Le contexte : rivalité avec Boeing, Comac qui poursuit une lente montée en cadence

L’annonce intervient alors que Boeing peine toujours à regagner du terrain en Chine, où les commandes de 737 MAX restent limitées et où le constructeur américain n’a pas enregistré de méga‑contrat comparable sur les dernières années.

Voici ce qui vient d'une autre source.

PR #5667, opened 2026-02-02
Guard vhdl_file::UNDEFINED behind VERIFIC_VHDL_SUPPORT.

Logikable:


mmicko:
Thanks for spotting this one

PR #5411, opened 2025-10-07
gowin: dsp: Add basic DSP block inferencing for various MULT cells

plaes:
Add basic MULT cell inferencing to gowin backend for gw1n and gw2a families.
It would be helpful if someone could verify this properly on real FPGA as well (haven't yet figured out how to properly build a real life "test" for it..).

This was motivated by missing MULT18X18 support for gw2a family which was discovered when attempting to synthesize this project: https://github.com/ryomuk/TangNanoDCJ11MEM/tree/main/hdl/unix

Tests have been added, but need some scrutiny.. ;)

PR #5670, opened 2026-02-03
Gowin: Add DSP inference for GW1N and GW2A

max-kudinov:
Adds `MULT9X9`, `MULT18X18` and `MULT36X36` inference. GW5A family has other primitives, and I don't have any hardware to test it, so it's left for later.

For now inference is off by default, it has to be enabled with `-dsp` option. There are issues in some complex designs, most likely related to PNR and/or packing, so this work is currently experimental.

Most of what was done was just copied from `synth_lattice` script. `techmap` has to be done before `share` pass, otherwise multiplying logic won't be merged. And according to this forum [answer](https://yosyshq.discourse.group/t/gowin-mapping-dsp-cells-mult36x36-mult18x18-and-mult9x9-during-synthesis/91/2), it also has to be before `alumacc`.

Because of that, `synth -run coarse` step had to be expanded on separate passes, basically the same way as in `synth_lattice` script. And also because of that, `flatten` label can be merged with `coarse` to avoid second `proc` run.

Currently `techlibs/gowin/cells_sim.v` is missing MULT models, but adding them had no effect, so I'm not sure if they are needed or not. If yes - let me know, I'll add them.

Tests are a bit modified version of  #5411.

### DIFF
--- a/tests/arch/gowin/mul_gw1n.ys
+++ b/tests/arch/gowin/mul_gw1n.ys
@@ -1,0 +1,53 @@
+read_verilog ../common/mul.v
+chparam -set X_WIDTH 8 -set Y_WIDTH 8 -set A_WIDTH 16
+hierarchy -top top
+proc
+# equivalence checking is somewhat slow (and missing simulation models)
+synth_gowin -family gw1n
+cd top # Constrain all select calls below inside the top module
+select -assert-count 1 t:MULT9X9
+
+
+# Make sure that DSPs are not inferred with -nodsp option
+design -reset
+read_verilog ../common/mul.v
+chparam -set X_WIDTH 8 -set Y_WIDTH 8 -set A_WIDTH 16
+hierarchy -top top
+proc
+synth_gowin -family gw1n -nodsp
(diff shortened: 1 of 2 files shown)


mmicko:
Adding here answer from @max-kudinov on other platform.

> Hi, all mentioned issues were resolved in gowin_pack and nextpnr (https://github.com/YosysHQ/apicula/pull/435 and https://github.com/YosysHQ/nextpnr/pull/1633). Currently, that larger design works without any issues and so far I haven't discovered anything related to DSP inference that doesn't work.
I would even suggest making DSP inference on by default and changing the flag to -nodsp to opt out like in lattice. If no one objects of course

Also do agree that it should be `-nodsp` in this case and got confirmation that it is fine from @yrabbit 
On technical side there are no objections.

yrabbit:
That's fine with me.

max-kudinov:
Done, changed the option to `-nodsp`, now DSP inference is on by default. Also updated tests to reflect that

mmicko:
Thanks a lot @max-kudinov. Looks good, just need to wait for CI to get green.

PR #5671, opened 2026-02-03
Only reuse ABC processes if we're using `yosys-abc` and it was built with `ENABLE_READLINE`

rocallahan:
See https://github.com/YosysHQ/yosys/pull/5593#issuecomment-3843677808.

Reusing ABC processes is fragile. Only enable it when using `yosys-abc` built with `ENABLE_READLINE`, which is required for ABC's prompts to be reliably flushed. Otherwise fall back to spawning a new ABC process for every ABC run, which is a lot slower when there are thousands of ABC runs to do, but more reliable.

The fallback code is the old `run_command` code so it should be reliable.

### DIFF
--- a/passes/techmap/abc.cc
+++ b/passes/techmap/abc.cc
@@ -143,6 +143,14 @@ struct AbcConfig
 	bool markgroups = false;
 	pool<std::string> enabled_gates;
 	bool cmos_cost = false;
+
+	bool is_yosys_abc() const {
+#ifdef ABCEXTERNAL
+		return false;
+#else
+		return exe_file == yosys_abc_executable;
+#endif
+	}
 };
 
 struct AbcSigVal {
@@ -155,7 +163,12 @@ struct AbcSigVal {
 	}
 };
 
-#if defined(__linux__) && !defined(YOSYS_DISABLE_SPAWN)
+// REUSE_YOSYS_ABC_PROCESSES only works when ABC is built with ENABLE_READLINE.
+#if defined(__linux__) && !defined(YOSYS_DISABLE_SPAWN) && defined(YOSYS_ENABLE_READLINE) && !defined(YOSYS_LINK_ABC)
+#define REUSE_YOSYS_ABC_PROCESSES
+#endif
+
+#ifdef REUSE_YOSYS_ABC_PROCESSES
 struct AbcProcess
 {
 	pid_t pid;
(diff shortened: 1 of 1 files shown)


passes/techmap/abc.cc
```diff
@@ -143,6 +143,14 @@ struct AbcConfig
...
 	pool<std::string> enabled_gates;
 	bool cmos_cost = false;
+
+	bool is_yosys_abc() const {
+#ifdef ABCEXTERNAL
+		return false;
+#else
+		return exe_file == yosys_abc_executable;
+#endif
+	}
```
KrystalDelusion, line 153: This is a nice way to do it.  It still misses the case where `yosys-abc` is built without readline, and then `yosys` is rebuilt without cleaning, but that's a build system problem and not something we need to address here.

passes/techmap/abc.cc
```diff
@@ -155,7 +163,12 @@ struct AbcSigVal {
 	}
 };
 
-#if defined(__linux__) && !defined(YOSYS_DISABLE_SPAWN)
+// REUSE_YOSYS_ABC_PROCESSES only works when ABC is built with ENABLE_READLINE.
+#if defined(__linux__) && !defined(YOSYS_DISABLE_SPAWN) && defined(YOSYS_ENABLE_READLINE)
+#define REUSE_YOSYS_ABC_PROCESSES
+#endif
```
KrystalDelusion: Minor difference that I did in https://github.com/YosysHQ/yosys/commit/0bee85f5c0ef6889a8323882b2bcba7eb91a6b8f was to put this in an `#elif` after `#ifdef YOSYS_LINK_ABC` since that will also disable the reuse.

KrystalDelusion:
Actually I can just merge this into the release candidate instead of my fix and add the `&& !defined(YOSYS_LINK_ABC)` myself (if you haven't already done it)

passes/techmap/abc.cc
rocallahan: Done.

KrystalDelusion:
Thanks!

mmicko:
Thanks. It is merged in https://github.com/YosysHQ/yosys/commit/7326bb7d6641500ecb285c291a54a662cb1e76cf but not recognized by github since it was on fork. Next time we are going just to merge PR to release branch in cases like this

PR #5673, opened 2026-02-05
Turn conflicting init values into a warning instead of a fatal error

rocallahan:
Fuzzing can generate test cases that trigger this.

An alternative approach would be to have some kind of global flag that we set while fuzzing to turn errors like this into warnings. That's a little more complicated. Let me know whether that is preferred.

### DIFF
--- a/kernel/ffinit.h
+++ b/kernel/ffinit.h
@@ -52,7 +52,7 @@ struct FfInitVals
 
 				if (initbits.count(bit)) {
 					if (initbits.at(bit).first != val)
-						log_error("Conflicting init values for signal %s (%s = %s != %s).\n",
+						log_warning("Conflicting init values for signal %s (%s = %s != %s).\n",
 								log_signal(bit), log_signal(SigBit(wire, i)),
 								log_signal(val), log_signal(initbits.at(bit).first));
 					continue;


widlarizer:
I think we shouldn't loosen this behavior for all users for the sake of fuzzers. Since FfInitVals is used all over the place, it seems that introducing a global variable set in a driver flag that renders in the developer section of the help. Probably best to add a general `--fuzz` switch or similar, and then if this switch accumulates other features that non-fuzzing users want, we can expose those later

whitequark (changes requested):
I am strongly against this.

`init` should have never been an attribute in first place; let's not make this mistake worse.

whitequark:
> Probably best to add a general `--fuzz` switch or similar, and then if this switch accumulates other features that non-fuzzing users want, we can expose those later

I don't think this is the way to go either; fuzzers can run a legalization pass before feeding the netlist in (such legalization pass might be fuzzer-specific or a part of Yosys, that is not very important).

rocallahan:
> fuzzers can run a legalization pass before feeding the netlist in (such legalization pass might be fuzzer-specific or a part of Yosys, that is not very important).

The problem is, `init` attribute conflicts can occur whenever new wire connections are created. So there is nothing you can do "up front" to detect or prevent `init` attribute conflicts that might occur later in some arbitrary flow.

I suppose we can solve this for limited cases by adding a legalization pass that removes conflicting `init` attributes based on the connections currently in the design, and then making sure we run that pass between anything that creates new connections and anything that creates `FfInitVals`. That's fragile though.

whitequark:
> So there is nothing you can do "up front" to detect or prevent `init` attribute conflicts that might occur later in some arbitrary flow.

I don't understand this argument: clearly HDL frontends are capable of doing so. Why are fuzzers different here?

rocallahan:
> I don't understand this argument: clearly HDL frontends are capable of doing so. Why are fuzzers different here?

I meant, you can't detect and prevent future `init` conflicts starting with arbitrary RTLIL. Unless you do something drastic like remove them all.

I assume the intention is for HDL frontends to only apply `init` to wires that are FF ouputs, so that conflicting `init` attributes would require a net driven by multiple FFs, which we're OK treating as a fatal error?

If so, then we could try to apply the same constraints during fuzzing. Applying `init` only to FF outputs is easy. The second constraint is a problem, because Yosys does support multiply-driven nets in some cases and we want fuzzing to test that.

povik:
> I assume the intention is for HDL frontends to only apply init to wires that are FF ouputs, so that conflicting init attributes would require a net driven by multiple FFs, which we're OK treating as a fatal error?

My working model is that `init` with a defined value can only occur on a net directly driven by a register, and that is an RTLIL invariant. Any pass is responsible for upholding that invariant.

I think the case of multiple flops driving the same net would be caught by `check -assert` or in the HDL frontend already.

widlarizer:
Agreed, a normalizing pass for fuzzing sounds smarter than a global var, and yes if from a valid design you can get a design with conflicting inits with a synthesis workflow that's a bug we'd like to hear about

PR #5675, opened 2026-02-09
kernel/celledges: cover more cell types

rowanG077:
I was experimenting with the `CellEdgesDatabase` and ran into missing cell types(`logic_` specifically). I took the time to add most of the missing ones marked in the `FIXME` notes where I knew what they did.

I can add a separate tests for this, but it seems none of the cell edges have tests. Please advise what you would like best.

### DIFF
--- a/kernel/celledges.cc
+++ b/kernel/celledges.cc
@@ -112,6 +112,41 @@ void reduce_op(AbstractCellEdgesDatabase *db, RTLIL::Cell *cell)
 		db->add_edge(cell, ID::A, i, ID::Y, 0, -1);
 }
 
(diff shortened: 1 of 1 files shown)


gussmith23:
This looks good to me, just waiting on tests to pass before I approve.

rowanG077:
The failing test seems like a flake to me.

gussmith23:
Agree, I will keep rerunning. I think GitHub actions might be degraded right now.

rowanG077:
CI passed, anything holding this one up?

gussmith23:
Nope, thanks for the bump! And thanks for the contribution!

Issue #5523, opened 2025-11-28
Unify info about make test and make unit-test


widlarizer:
### Link to page

https://yosyshq.readthedocs.io/projects/yosys/en/latest/yosys_internals/extending_yosys/test_suites.html

### Build number

#30469828

### Issue

We shouldn't consider make test and make unit-test as categorically different

### Expected

Whenever we instruct people to run `make test`, we should instruct them to run `make unit-test` too. Same goes for dependencies of `make test` (iverilog, gtkwave?) and `make unit-test` (gtest). Related to #5522

KrystalDelusion:
I don't think gtkwave is required for running the tests; the only place it gets called in the Yosys source repo is in one of the examples: https://github.com/YosysHQ/yosys/blob/e4044e1b4a28e4412a168d6ed3fe7c4192145814/examples/cmos/testbench_digital.sh#L8

Definitely an oversight that `iverilog` install instructions aren't included.

Issue #5522, opened 2025-11-28
Unify make test and make unit-test


widlarizer:
### Feature Description

I'd like the Makefile `test` target to be renamed to something (`regression-test`?) and for `make test` to run unit tests too

PR #5676, opened 2026-02-09
Run unit tests on make test

widlarizer:
Implements #5522 and how I think #5523 should be resolved in the docs. For what was `make test` I'm introducing the term "vanilla tests" because I have nothing smarter and I'm open to alternatives. Unit tests take a fraction of the runtime of vanilla tests so it's ok to always run them

### DIFF
--- a/.github/actions/setup-build-env/action.yml
+++ b/.github/actions/setup-build-env/action.yml
@@ -52,15 +52,6 @@ runs:
         packages: graphviz xdot
         version: ${{ inputs.runs-on }}-docsys
 
-    # if updating test dependencies, make sure to update
-    # docs/source/yosys_internals/extending_yosys/test_suites.rst to match.
-    # - name: Linux test dependencies
-    #   if: runner.os == 'Linux' && inputs.get-test-deps == 'true'
-    #   uses: awalsh128/cache-apt-pkgs-action@v1.6.0
-    #   with:
-    #     packages:
-    #     version: ${{ inputs.runs-on }}-testys
-
     - name: Install macOS Dependencies
       if: runner.os == 'macOS'
       shell: bash
--- a/.github/workflows/test-build.yml
+++ b/.github/workflows/test-build.yml
@@ -132,7 +132,7 @@ jobs:
       - name: Run tests
         shell: bash
         run: |
-          make -j$procs vanilla-test OBJS= TARGETS= EXTRA_TARGETS= CONFIG=$CC
+          make -j$procs vanilla-test TARGETS= EXTRA_TARGETS= CONFIG=$CC
 
       - name: Report errors
         if: ${{ failure() }}


KrystalDelusion:
Maybe "execution tests"?  I think they're closest to functional tests in [this hierarchy of tests](https://www.atlassian.com/continuous-delivery/software-testing/types-of-software-testing), but we already use "functional tests" in a different meaning.

docs/source/yosys_internals/extending_yosys/test_suites.rst
```diff
@@ -8,7 +8,43 @@ Running the included test suite
...
+to generate a makefile appropriate for the given directory, so only
+afterwards when make is invoked do the tests actually run.
+
+Usually their structure looks something like this:
+you write a .ys file that gets automatically run,
+which runs a frontend like ``read_verilog`` or ``read_rtlil`` with
+a relative path or a heredoc, then runs some commands including the command
+under test, and then uses :doc:`/using_yosys/more_scripting/selections`
+with ``-assert-count``. Usually it's unnecessary to "register" the test anywhere
+as if it's similar to other tests it will be run together with the rest.
```
KrystalDelusion: I think it's important to clarify that this is directory specific and doesn't apply when adding a new test directory.  Maybe worth talking instead about how (e.g.) `generate_mk --yosys-scripts` automatically finds all .ys files in the current directory, and that provided a directory is already running .ys tests it is sufficient to just add a new .ys file.

.github/workflows/test-sanitizers.yml
```diff
@@ -76,4 +76,4 @@ jobs:
       - name: Run unit tests
         shell: bash
         run: |
-          make -j$procs unit-test ENABLE_LIBYOSYS=1
+          make -j$procs unit-test
```
KrystalDelusion: Has something changed to make `ENABLE_LIBYOSYS=1` unnecessary?

KrystalDelusion (commented):
I'm unclear how the changes in this PR would have introduced an error while building `kernel/yosys.o`, or why it's trying to build `kernel/yosys.o` in the middle of the tests (possibly an issue with the yosys build artifact caching?)

Oh!  `make unit-test` requires `libyosys.so`, but we didn't make it because we didn't have `ENABLE_LIBYOSYS=1`

.github/workflows/test-sanitizers.yml
KrystalDelusion: I figured it out; `ENABLE_LIBYOSYS=1` adds `libyosys.so` to the `TARGETS` list, which is a prerequisite for the assorted `*-tests/%` make targets, while `unit-test` requires `libyosys.so` specifically rather than `$(TARGETS)`, so it doesn't actually need it in the list. 

When calling `make test` this does mean that the `vanilla-test` can start running prior to `libyosys.so` being built, which is a plus for parallelism, but a potential minus for clarity of building everything and *then* testing.

KrystalDelusion:
@widlarizer do the unit tests require all of the build dependencies to be available?  If so it may be better to split the unit tests out from `test-yosys` (currently it only gets test-deps+iverilog and skips build-deps, and I would ideally like to keep it that way for making sure we know which dependencies are build-only and which are needed for running)

widlarizer:
About calling it execution tests: I don't think that works - unit tests build an executable each that gets executed. I thought about "script tests" but functional tests are python scripts and makefile tests aren't plain bash scripts

KrystalDelusion:
> unit tests build an executable each that gets executed

I meant as in "execution of `yosys`" rather than any executable 🤷

mmicko:
@widlarizer Building unit tests out of tree is broken, updating it so location of unit test binaries will be inside tests/unit for both in and out of tree builds

mmicko (approved):

mmicko:
Have run checks with sanitizers to see if that flow is working since yml was altered https://github.com/YosysHQ/yosys/actions/runs/21980191191 and that is green as well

Les tensions sino‑américaines, les questions de certification et les arbitrages politiques de Pékin ont pesé sur les perspectives de l’avionneur américain dans le pays.

Parallèlement, la Chine accélère le développement et la mise en service de ses propres programmes, avec le biréacteur régional C909 (ex‑ARJ21) et surtout le C919, conçu comme un concurrent direct des familles Airbus A320neo et Boeing 737 MAX. Les trois grands transporteurs publics prévoient une montée en cadence sensible des livraisons de C919, une gageure alors que seulement une dizaine est sortie de ses lignes d’assemblage en 2025.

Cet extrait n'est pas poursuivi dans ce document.